> GOAL OF THE EXERCISE
Copy out, from the entries below, each line that holds the string "when".

── RECORDS ──

PR #2140, opened 2022-05-20
Tetra Syntactic Validation

SeanCheatham:
## Purpose
- A Transaction case class _can_ be created with data that is invalid for the blockchain (i.e. a negative timestamp)
- Syntactic Validation performs stateless checks on the data of the transaction
- Unrelated:
  - Box.value.value renamed to Box.value.quantity
  - Transaction#securityRoot is now strict-sized to 32 bytes

## Approach
- Add new `ledger` SBT module
- Add SyntacticValidationAlgebra
- Add SyntacticValidation interpreter
  - Validate non-empty inputs
  - Validate timestamp
  - Validate positive output quantities
  - Validate sufficient input funds

## Testing
- Added SyntacticValidationSpec

## Tickets
_* closes #2077_

### DIFF
--- a/common/src/main/scala/co/topl/modifier/transaction/builder/TransferBuilder.scala
+++ b/common/src/main/scala/co/topl/modifier/transaction/builder/TransferBuilder.scala
@@ -2,6 +2,8 @@ package co.topl.modifier.transaction.builder
 
 import cats.implicits._
 import co.topl.attestation.{Address, EvidenceProducer, Proposition}
+import co.topl.models.utility.HasLength.instances.bytesLength
+import co.topl.models.utility.Sized
 import co.topl.models.{Box => TetraBox, Bytes, FullAddress, Transaction}
 import co.topl.modifier.box._
 import co.topl.modifier.implicits._
@@ -386,7 +388,7 @@ object TransferBuilder {
           .map(assetCode =>
             Transaction.Output(
               consolidationAddress,
-              TetraBox.Values.Asset(asset._2.toSized, assetCode, Bytes.empty, None),
+              TetraBox.Values.Asset(asset._2.toSized, assetCode, Sized.strictUnsafe(Bytes.fill(32)(0: Byte)), None),
               minting
             )
           )
--- a/ledger/src/main/scala/co/topl/ledger/algebras/SyntacticValidationAlgebra.scala
+++ b/ledger/src/main/scala/co/topl/ledger/algebras/SyntacticValidationAlgebra.scala
@@ -1,6 +1,6 @@
 package co.topl.ledger.algebras
 
-import cats.data.ValidatedNec
+import cats.data.{Chain, ValidatedNec}
 import co.topl.models.{Box, Timestamp, Transaction}
 
 trait SyntacticValidationAlgebra[F[_]] {
@@ -17,4 +17,5 @@ object InvalidSyntaxErrors {
   case object EmptyInputs extends InvalidSyntaxError
   case class InvalidTimestamp(timestamp: Timestamp) extends InvalidSyntaxError
   case class NonPositiveOutputValue(outputValue: Box.Value) extends InvalidSyntaxError
+  case class InsufficientInputFunds[V <: Box.Value](inputs: Chain[V], outputs: Chain[V]) extends InvalidSyntaxError
 }
--- a/ledger/src/main/scala/co/topl/ledger/algebras/SyntacticValidationAlgebra.scala
+++ b/ledger/src/main/scala/co/topl/ledger/algebras/SyntacticValidationAlgebra.scala
@@ -1,0 +1,20 @@
+package co.topl.ledger.algebras
+
+import cats.data.ValidatedNec
+import co.topl.models.{Box, Timestamp, Transaction}
+
+trait SyntacticValidationAlgebra[F[_]] {
+
+  /**
+   * Determines the syntactic integrity of the given transaction
+   */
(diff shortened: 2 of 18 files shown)


ledger/src/main/scala/co/topl/ledger/interpreters/SyntacticValidation.scala
```diff
@@ -0,0 +1,107 @@
...
+  private def nonEmptyInputsValidation(transaction: Transaction): ValidatedNec[InvalidSyntaxError, Unit] =
+    Validated.condNec(transaction.inputs.nonEmpty, (), InvalidSyntaxErrors.EmptyInputs: InvalidSyntaxError)
+
+  /**
+   * Verify that the timestamp of the transaction is positive (greater than 0).  Transactions _can_ be created
+   * in the past.
+   */
+  private def positiveTimestampValidation(transaction: Transaction): ValidatedNec[InvalidSyntaxError, Unit] =
+    Validated.condNec(
+      transaction.timestamp > 0,
```
b-vennes, line 39: is 0 ever a valid timestamp?

ledger/src/main/scala/co/topl/ledger/interpreters/SyntacticValidation.scala
```diff
@@ -0,0 +1,107 @@
...
+      nonEmptyInputsValidation,
+      positiveTimestampValidation,
+      positiveOutputValuesValidation,
+      sufficientFundsValidation
+    )
+
+  /**
+   * Verify that this transaction contains at least one input
+   */
+  private def nonEmptyInputsValidation(transaction: Transaction): ValidatedNec[InvalidSyntaxError, Unit] =
```
b-vennes, line 30: would it be beneficial to make these validation functions public so that they could be tested independently?

ledger/src/main/scala/co/topl/ledger/interpreters/SyntacticValidation.scala
```diff
@@ -0,0 +1,107 @@
...
+  /**
+   * Perform validation based on the quantities of boxes grouped by type
+   * @param f an extractor function which retrieves a BigInt from a Box.Value
+   */
+  private def quantityBasedValidation(transaction: Transaction)(
+    f: PartialFunction[Box.Value, BigInt] => ValidatedNec[InvalidSyntaxError, Unit]
+  ): ValidatedNec[InvalidSyntaxError, Unit] =
+    NonEmptyChain(
+      // Extract all Poly values and their quantities
+      f { case Box.Values.Poly(quantity) => quantity.data },
```
b-vennes, line 92: Could this partial function ever fail because of a match error?

common/src/main/scala/co/topl/modifier/transaction/builder/TransferBuilder.scala
```diff
@@ -386,7 +388,7 @@ object TransferBuilder {
           .map(assetCode =>
             Transaction.Output(
               consolidationAddress,
-              TetraBox.Values.Asset(asset._2.toSized, assetCode, Bytes.empty, None),
+              TetraBox.Values.Asset(asset._2.toSized, assetCode, Sized.strictUnsafe(Bytes.fill(32)(0: Byte)), None),
```
scasplte2, line 391: @SeanCheatham I believe at some point we had an optimization to not encode strings of zero data when going to the byte repr. Even if we didn't, do you think such an optimization would be worthwhile to save on bandwidth / storage costs?

Obviously not something needed for now but just wanted to note as something to discuss and a possible todo

SeanCheatham: Should this instead be an `Option[Sized.Strict[Bytes, Lengths.`32`.type]]`?

ledger/src/main/scala/co/topl/ledger/interpreters/SyntacticValidation.scala
SeanCheatham: We could probably technically allow `0` here.  I'll make the change to `>=`

ledger/src/main/scala/co/topl/ledger/algebras/SyntacticValidationAlgebra.scala
```diff
@@ -0,0 +1,21 @@
+package co.topl.ledger.algebras
+
+import cats.data.{Chain, ValidatedNec}
+import co.topl.models.{Box, Timestamp, Transaction}
+
+trait SyntacticValidationAlgebra[F[_]] {
```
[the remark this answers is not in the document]
SeanCheatham: Semantic and Authorization Validation will inherently require an F-context, so I figured I'd setup Syntactic Validation to be the same.

With that said, I'm on the fence about the return type being `F[Validated]`.  It could be better to have it just be `F[Transaction]` and have the interpreter require `F[_] : MonadError[InvalidSyntaxError, *]`.  What I have right now is simpler and easier, but for future improvement I might change it.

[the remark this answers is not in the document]
b-vennes: `F[Validated]` is pretty nice because it returns the domain-specific validation failures from the function. I was thinking about when `MonadError` should be used and I realized it could be best used to capture any truly-unexpected behaviors (like a data connection error), but in a way that the caller can recover from.

So in this case I think `F[Validation` is a great choice.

───

> FINAL ANSWER
scasplte2, line 391: @SeanCheatham I believe at some point we had an optimization to not encode strings of zero data when going to the byte repr. Even if we didn't, do you think such an optimization would be worthwhile to save on bandwidth / storage costs?
b-vennes: `F[Validated]` is pretty nice because it returns the domain-specific validation failures from the function. I was thinking about when `MonadError` should be used and I realized it could be best used to capture any truly-unexpected behaviors (like a data connection error), but in a way that the caller can recover from.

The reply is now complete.